新历三十七年,据一位被抓捕的从自由区偷渡进入岚岛市的能力罪犯交代,他曾经在自由区的辛梅里安见过一次李玮。那时候的李玮收了一笔巨额比特币的款项,连同几个同伙残忍地虐杀了托利亚村里的所有居民,接近一百口人无一幸存。
“他偷渡去了自由区。”专员低声说,“之后注册了缄默岛的账号。”
房间内一片默然无声。
缄默岛,由自由区搭建运营的暗网平台,全世界——包括秩序区的能力者都可以在平台上赚一些来路不正的黑钱,而拥有财权的上层阶级,则在缄默岛上通过虚拟货币进行人命交易。”
“但是为什么这个李玮的缄默岛主页从两年前就停用了?”林杨看向屏幕上那张网页截图,“也不像金盆洗手了啊……”
“听说是加入了某个组织,但我们资料有限,再详细的只能向调查局提请协查了。”专员动了一下鼠标,切出另一个页面,“叶执行官,需要现在重新写一份申请递交给调查局吗?”
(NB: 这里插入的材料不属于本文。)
PR #1192, opened 2022-09-28
Makefile: allow overriding GIT_VERSION with env

jakubgs:
This is necessary for Nix builds because the sandbox there does not contain `.git` directory or `git` command.

Also the quotes are pointless.


LNSD (approved):
LGTM ✅

jm-clius (approved):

“不用。”叶鹭冷冷说,“关于案件进程,管好嘴一个字都别说出去,调查局那边我来回信。”
“咔嗒”一声轻响,门开了。
陈汀白站在门口,隐约感觉到气氛不太对劲,略显尴尬地扶了扶眼镜:“呃,我来的不是时候?”
叶鹭挥了挥手示意呆愣在一边的几个下属:“你们先回去吧。”
“脸色这么难看,怎么了?”
陈汀白将奶茶推到叶鹭面前,她却拉开椅子径直坐下,拉过键盘飞快地敲了一道密令,登录上特安科内部邮箱,找到其中一位被标星的联系人,发送过去一封带附录文件的短讯,这才轻轻呼出一口气。